The researchers used a standard evaluation tool called the Measuring Massive Multitask Language Understanding benchmark, which tests models across hundreds of academic subjects using multiple-choice questions. They found that expert personas reduced overall accuracy to 68%, compared to 71.6% for the same model without any persona instruction. Every variant of the expert persona prompt they tested produced worse results than the baseline across all subject categories. Longer persona descriptions caused the most damage.
On a separate benchmark measuring generative quality across eight task categories, the researchers found that categories dependent on precise factual recall or logical chains such as humanities knowledge, mathematical reasoning and coding were consistently degraded by expert persona prompts. Coding scores dropped by 0.65 points on the benchmark’s 10-point scale.
The picture reverses for tasks shaped by instruction-tuning. On writing, information extraction and STEM explanation tasks where structure, tone and format matter more than raw accuracy, expert personas improved scores. The gains were most pronounced in data extraction and explanations about technical subjects.
Safety refusals showed the sharpest improvement of all: a dedicated “Safety Monitor” persona boosted the rate at which models refused harmful prompts from 53.2% to 70.9% on one widely used adversarial benchmark, JailbreakBench.
The researchers found that how strongly a model has been optimized to follow system-level instructions determines how sensitive it is to persona prompting in both directions. More optimized models gain more from personas on user alignment tasks, but also lose more on factual ones.

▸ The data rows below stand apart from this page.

PR #1519, opened 2016-03-14
fix: SET_VISIBILITY_FILTER should return state

axelmm:
I'm not sure ... but found this inconsistency in docs:
returning a few "Object.assign(..." followed by just "return action.filter", rather not "new state"-type - am I right?

### DIFF
--- a/docs/basics/Reducers.md
+++ b/docs/basics/Reducers.md
@@ -250,7 +250,9 @@ Let’s explore reducer composition more. Can we also extract a reducer managing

The findings have implications for how AI products are built and deployed. Many enterprise systems today assign models a permanent “expert identity” at the system level – a legal assistant, a medical advisor, a financial analyst – through instructions that run before every user query.
Hu says this approach involves a tradeoff that companies may not be aware of. “Unless a certain persona is used during training with the corresponding domain data, the accuracy and factual recall capabilities of models will likely be damaged by simply letting the model play the persona during inference time,” he said.